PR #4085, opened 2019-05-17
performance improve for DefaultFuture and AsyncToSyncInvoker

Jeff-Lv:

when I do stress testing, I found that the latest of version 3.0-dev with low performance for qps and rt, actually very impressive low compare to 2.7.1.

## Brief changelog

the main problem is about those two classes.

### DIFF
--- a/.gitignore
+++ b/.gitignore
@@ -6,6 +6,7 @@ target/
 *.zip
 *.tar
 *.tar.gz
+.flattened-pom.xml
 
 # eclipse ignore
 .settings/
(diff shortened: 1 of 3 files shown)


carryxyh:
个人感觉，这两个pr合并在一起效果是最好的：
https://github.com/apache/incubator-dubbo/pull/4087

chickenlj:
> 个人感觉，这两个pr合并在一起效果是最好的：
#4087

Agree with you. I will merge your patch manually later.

******

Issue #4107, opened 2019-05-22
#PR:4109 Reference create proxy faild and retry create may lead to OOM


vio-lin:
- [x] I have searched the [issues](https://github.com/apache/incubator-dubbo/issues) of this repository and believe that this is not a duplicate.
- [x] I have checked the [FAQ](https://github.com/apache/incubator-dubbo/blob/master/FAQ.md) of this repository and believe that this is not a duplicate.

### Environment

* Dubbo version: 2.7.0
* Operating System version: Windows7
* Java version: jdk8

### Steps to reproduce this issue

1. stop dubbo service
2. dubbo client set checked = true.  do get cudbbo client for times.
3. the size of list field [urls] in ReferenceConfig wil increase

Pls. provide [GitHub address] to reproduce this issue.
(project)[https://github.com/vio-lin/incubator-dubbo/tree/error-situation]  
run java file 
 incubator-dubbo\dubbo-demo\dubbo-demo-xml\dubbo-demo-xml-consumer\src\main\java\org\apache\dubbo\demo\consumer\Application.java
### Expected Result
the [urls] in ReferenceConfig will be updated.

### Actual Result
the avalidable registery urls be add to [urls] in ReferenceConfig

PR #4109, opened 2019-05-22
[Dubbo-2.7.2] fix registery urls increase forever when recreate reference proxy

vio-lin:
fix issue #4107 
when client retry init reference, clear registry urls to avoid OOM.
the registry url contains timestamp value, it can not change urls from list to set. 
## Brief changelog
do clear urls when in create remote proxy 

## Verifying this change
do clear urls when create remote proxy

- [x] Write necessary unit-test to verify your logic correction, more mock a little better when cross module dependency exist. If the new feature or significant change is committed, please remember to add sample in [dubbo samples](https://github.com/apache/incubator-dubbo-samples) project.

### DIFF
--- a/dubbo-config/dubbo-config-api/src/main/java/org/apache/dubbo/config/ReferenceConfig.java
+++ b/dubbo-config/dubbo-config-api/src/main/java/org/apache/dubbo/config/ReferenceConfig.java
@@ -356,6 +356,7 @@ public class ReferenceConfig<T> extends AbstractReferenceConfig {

******

▸ **Your goal**:
Copy, exactly and only, the lines above that begin with the one containing "Issue #4107, opened 2019-05-22" and finish with the one containing "Dubbo version: 2.7.0".

▸ **Reply to the exercise**:
Issue #4107, opened 2019-05-22
#PR:4109 Reference create proxy faild and retry create may lead to OOM


vio-lin:
- [x] I have searched the [issues](https://github.com/apache/incubator-dubbo/issues) of this repository and believe that this is not a duplicate.
- [x] I have checked the [FAQ](https://github.com/apache/incubator-dubbo/blob/master/FAQ.md) of this repository and believe that this is not a duplicate.

### Environment

* Dubbo version: 2.7.0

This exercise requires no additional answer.